Aim of the task: Search the records for the word "vector" and report each line that has it.

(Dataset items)
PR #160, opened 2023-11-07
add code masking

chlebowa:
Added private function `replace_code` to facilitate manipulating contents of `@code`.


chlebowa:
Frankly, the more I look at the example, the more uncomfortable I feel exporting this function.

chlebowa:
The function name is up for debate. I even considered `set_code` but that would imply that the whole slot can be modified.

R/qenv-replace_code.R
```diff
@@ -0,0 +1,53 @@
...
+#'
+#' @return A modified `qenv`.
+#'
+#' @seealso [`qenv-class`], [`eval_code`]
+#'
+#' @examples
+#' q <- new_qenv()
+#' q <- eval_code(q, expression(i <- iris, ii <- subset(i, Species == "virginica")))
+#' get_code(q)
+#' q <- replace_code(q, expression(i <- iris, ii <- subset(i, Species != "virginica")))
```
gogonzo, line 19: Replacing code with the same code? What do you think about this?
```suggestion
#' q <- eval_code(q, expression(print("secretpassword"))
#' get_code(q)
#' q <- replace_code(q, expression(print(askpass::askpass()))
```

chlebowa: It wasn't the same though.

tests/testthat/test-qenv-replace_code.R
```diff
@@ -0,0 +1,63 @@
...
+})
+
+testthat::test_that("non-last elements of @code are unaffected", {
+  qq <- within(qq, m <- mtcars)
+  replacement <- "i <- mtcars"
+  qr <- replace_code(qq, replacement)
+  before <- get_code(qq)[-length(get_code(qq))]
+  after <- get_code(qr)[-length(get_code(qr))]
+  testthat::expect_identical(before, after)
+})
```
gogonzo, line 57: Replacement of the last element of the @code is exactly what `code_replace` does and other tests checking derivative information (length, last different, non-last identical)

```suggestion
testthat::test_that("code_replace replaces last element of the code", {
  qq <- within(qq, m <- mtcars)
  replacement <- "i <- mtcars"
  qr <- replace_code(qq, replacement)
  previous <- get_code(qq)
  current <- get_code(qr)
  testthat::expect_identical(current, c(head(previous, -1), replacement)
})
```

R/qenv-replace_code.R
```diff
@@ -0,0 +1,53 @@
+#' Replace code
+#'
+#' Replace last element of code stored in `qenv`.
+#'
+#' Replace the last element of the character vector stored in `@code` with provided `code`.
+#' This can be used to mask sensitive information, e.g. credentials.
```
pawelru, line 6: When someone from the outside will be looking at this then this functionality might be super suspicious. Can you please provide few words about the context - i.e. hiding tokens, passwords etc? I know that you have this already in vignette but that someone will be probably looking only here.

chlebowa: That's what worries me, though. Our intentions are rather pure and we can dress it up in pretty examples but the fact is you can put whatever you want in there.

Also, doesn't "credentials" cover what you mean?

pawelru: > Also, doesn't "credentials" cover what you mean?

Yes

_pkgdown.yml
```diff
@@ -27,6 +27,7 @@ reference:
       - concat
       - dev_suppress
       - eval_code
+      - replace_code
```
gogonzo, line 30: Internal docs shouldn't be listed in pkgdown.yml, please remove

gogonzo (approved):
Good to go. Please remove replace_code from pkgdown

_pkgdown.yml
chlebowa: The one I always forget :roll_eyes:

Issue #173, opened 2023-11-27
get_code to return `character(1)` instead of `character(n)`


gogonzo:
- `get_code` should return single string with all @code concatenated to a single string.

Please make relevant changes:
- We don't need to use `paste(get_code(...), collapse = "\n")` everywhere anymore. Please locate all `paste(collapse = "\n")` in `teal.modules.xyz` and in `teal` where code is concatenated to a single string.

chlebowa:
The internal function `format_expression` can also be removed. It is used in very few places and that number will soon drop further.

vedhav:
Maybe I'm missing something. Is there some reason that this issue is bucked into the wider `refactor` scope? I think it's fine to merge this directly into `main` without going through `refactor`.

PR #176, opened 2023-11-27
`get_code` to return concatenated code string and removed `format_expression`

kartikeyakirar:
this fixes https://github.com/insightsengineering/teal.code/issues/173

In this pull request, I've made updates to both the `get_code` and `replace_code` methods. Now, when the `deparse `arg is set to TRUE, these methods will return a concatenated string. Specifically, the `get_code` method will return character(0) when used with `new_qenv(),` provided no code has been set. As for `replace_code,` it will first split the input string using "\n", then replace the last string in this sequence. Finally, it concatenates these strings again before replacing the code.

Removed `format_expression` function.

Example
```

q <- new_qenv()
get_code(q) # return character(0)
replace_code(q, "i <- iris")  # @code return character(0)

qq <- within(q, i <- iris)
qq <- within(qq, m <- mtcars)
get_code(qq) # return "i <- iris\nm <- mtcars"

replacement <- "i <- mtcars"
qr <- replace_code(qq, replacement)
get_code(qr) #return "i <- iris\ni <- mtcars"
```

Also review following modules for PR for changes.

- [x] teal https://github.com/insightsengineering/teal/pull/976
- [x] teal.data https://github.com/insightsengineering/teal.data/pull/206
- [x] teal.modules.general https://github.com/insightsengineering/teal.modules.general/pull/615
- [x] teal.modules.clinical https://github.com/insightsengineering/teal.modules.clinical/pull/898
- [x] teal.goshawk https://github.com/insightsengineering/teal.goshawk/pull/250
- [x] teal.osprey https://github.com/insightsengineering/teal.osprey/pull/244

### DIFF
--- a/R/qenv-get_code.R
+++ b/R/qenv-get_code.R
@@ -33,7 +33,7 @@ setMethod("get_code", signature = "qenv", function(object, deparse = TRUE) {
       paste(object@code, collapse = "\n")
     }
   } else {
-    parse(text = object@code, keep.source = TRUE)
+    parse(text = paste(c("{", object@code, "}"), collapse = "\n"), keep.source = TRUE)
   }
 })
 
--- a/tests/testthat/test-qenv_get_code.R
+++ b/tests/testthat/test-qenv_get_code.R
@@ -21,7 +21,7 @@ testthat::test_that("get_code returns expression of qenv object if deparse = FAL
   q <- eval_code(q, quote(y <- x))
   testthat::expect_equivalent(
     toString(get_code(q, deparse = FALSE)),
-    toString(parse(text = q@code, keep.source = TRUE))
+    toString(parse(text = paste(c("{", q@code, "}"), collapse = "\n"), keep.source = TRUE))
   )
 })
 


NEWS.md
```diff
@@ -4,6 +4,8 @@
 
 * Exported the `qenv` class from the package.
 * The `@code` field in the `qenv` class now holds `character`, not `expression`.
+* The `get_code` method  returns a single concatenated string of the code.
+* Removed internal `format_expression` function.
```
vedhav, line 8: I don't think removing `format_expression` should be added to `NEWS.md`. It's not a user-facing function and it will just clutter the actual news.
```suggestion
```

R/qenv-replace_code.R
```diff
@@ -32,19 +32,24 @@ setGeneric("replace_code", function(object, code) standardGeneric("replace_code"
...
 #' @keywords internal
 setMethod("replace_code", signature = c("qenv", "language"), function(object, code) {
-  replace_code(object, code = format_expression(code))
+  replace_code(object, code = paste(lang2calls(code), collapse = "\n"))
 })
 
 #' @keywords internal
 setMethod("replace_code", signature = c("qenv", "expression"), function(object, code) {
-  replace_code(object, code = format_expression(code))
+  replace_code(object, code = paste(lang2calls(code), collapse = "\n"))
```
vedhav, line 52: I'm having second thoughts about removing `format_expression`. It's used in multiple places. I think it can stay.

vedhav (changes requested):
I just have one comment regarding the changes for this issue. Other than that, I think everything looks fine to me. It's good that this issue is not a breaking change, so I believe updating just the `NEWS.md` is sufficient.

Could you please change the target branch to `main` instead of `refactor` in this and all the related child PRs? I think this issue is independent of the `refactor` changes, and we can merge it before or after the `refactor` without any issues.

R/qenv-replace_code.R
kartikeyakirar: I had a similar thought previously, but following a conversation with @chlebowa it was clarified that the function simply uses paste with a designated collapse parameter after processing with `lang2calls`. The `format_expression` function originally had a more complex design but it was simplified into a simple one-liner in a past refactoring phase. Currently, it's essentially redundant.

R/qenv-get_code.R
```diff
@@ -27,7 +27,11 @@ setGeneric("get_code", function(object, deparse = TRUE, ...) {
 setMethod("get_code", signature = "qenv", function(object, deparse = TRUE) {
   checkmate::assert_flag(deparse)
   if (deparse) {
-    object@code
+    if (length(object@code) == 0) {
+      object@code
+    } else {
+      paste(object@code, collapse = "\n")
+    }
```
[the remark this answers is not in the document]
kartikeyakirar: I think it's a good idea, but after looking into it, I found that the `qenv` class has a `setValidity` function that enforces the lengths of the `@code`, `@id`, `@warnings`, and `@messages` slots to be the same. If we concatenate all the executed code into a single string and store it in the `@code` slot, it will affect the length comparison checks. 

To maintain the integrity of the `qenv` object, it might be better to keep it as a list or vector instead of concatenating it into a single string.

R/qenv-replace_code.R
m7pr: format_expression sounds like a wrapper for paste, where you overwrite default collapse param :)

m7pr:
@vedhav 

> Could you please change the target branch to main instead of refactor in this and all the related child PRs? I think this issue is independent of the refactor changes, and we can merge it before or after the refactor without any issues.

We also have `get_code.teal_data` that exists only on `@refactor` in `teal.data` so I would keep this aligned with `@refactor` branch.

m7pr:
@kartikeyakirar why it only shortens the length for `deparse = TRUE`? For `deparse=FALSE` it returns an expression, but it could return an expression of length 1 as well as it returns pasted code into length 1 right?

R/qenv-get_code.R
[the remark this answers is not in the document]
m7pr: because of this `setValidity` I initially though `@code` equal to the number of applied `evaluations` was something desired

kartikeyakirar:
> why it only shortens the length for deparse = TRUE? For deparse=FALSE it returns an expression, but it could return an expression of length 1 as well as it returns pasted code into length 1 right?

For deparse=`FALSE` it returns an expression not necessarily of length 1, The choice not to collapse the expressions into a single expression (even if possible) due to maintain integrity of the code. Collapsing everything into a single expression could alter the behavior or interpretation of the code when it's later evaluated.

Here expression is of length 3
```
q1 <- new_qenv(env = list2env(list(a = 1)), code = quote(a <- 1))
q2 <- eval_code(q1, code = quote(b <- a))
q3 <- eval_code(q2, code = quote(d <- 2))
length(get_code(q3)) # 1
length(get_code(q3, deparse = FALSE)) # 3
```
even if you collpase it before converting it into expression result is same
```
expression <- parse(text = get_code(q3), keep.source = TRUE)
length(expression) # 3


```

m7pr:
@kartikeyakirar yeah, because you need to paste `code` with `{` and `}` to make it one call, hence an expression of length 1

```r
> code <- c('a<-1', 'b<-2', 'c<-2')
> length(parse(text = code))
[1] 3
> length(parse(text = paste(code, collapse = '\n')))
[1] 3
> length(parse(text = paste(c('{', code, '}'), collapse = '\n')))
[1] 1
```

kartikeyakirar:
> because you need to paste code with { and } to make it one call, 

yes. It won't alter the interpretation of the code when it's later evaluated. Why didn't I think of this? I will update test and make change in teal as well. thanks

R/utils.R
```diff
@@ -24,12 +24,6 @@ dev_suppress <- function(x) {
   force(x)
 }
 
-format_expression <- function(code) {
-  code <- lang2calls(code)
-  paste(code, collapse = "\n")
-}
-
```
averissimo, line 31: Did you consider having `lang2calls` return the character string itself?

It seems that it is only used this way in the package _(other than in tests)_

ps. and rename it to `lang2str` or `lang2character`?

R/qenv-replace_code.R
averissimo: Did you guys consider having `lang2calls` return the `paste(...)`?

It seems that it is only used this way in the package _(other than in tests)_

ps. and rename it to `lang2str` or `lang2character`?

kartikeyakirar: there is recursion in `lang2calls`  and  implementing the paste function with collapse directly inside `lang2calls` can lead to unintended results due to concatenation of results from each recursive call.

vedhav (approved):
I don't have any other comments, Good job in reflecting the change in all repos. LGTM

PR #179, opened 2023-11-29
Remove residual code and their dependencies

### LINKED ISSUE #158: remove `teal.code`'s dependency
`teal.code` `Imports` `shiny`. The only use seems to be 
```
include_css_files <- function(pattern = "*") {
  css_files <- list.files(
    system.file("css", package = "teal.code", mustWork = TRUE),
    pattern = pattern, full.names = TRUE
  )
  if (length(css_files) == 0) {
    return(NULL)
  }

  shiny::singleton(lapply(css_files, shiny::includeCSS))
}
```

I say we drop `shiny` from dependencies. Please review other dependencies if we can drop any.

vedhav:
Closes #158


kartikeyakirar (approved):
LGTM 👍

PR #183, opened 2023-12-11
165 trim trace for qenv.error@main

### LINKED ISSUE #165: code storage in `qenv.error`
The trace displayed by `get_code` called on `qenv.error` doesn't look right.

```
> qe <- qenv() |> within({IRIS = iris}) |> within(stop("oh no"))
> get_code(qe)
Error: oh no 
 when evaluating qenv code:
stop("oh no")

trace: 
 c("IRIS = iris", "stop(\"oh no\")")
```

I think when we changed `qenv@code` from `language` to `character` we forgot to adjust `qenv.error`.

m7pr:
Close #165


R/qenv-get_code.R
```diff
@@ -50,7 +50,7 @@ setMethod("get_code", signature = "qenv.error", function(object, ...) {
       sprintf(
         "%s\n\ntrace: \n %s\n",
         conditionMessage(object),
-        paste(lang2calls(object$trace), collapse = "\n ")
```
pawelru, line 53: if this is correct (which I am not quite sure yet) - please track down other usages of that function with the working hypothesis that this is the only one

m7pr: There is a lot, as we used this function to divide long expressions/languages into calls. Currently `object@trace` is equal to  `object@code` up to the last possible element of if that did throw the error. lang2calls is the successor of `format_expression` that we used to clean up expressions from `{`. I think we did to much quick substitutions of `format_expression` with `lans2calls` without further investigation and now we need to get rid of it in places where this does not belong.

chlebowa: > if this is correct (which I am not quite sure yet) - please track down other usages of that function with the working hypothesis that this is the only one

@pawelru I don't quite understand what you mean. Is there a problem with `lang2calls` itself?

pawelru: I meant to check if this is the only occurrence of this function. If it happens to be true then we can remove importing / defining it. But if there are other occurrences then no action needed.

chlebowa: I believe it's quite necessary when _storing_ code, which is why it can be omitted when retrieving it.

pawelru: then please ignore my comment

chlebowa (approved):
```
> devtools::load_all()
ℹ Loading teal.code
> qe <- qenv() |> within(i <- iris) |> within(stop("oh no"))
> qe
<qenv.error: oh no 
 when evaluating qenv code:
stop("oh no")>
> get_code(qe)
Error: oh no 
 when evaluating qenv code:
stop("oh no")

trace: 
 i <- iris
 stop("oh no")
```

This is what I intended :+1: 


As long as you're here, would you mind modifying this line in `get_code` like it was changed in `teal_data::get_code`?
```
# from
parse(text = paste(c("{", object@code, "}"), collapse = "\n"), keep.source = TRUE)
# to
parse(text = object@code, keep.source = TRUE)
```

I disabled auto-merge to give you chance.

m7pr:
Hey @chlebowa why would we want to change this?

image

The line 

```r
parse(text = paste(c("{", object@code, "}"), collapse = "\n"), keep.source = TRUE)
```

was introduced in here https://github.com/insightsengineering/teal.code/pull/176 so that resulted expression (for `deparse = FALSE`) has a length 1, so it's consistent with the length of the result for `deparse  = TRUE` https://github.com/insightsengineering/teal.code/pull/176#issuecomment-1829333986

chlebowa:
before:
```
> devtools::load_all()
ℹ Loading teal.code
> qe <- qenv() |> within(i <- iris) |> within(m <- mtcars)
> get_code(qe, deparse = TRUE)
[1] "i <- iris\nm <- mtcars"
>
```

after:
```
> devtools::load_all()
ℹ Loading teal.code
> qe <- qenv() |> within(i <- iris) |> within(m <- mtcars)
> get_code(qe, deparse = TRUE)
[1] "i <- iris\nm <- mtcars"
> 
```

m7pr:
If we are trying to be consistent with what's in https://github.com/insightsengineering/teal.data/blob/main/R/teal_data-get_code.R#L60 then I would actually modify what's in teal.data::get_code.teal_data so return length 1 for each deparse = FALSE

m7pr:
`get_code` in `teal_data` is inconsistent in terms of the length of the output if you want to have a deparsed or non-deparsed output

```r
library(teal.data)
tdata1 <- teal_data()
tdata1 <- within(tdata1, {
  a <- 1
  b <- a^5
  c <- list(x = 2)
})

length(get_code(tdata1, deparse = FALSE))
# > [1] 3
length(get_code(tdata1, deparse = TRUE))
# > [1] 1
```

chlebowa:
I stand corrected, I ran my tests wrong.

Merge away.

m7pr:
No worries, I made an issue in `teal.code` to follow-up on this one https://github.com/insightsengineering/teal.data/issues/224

Answer area:
+#' Replace the last element of the character vector stored in `@code` with provided `code`.
To maintain the integrity of the `qenv` object, it might be better to keep it as a list or vector instead of concatenating it into a single string.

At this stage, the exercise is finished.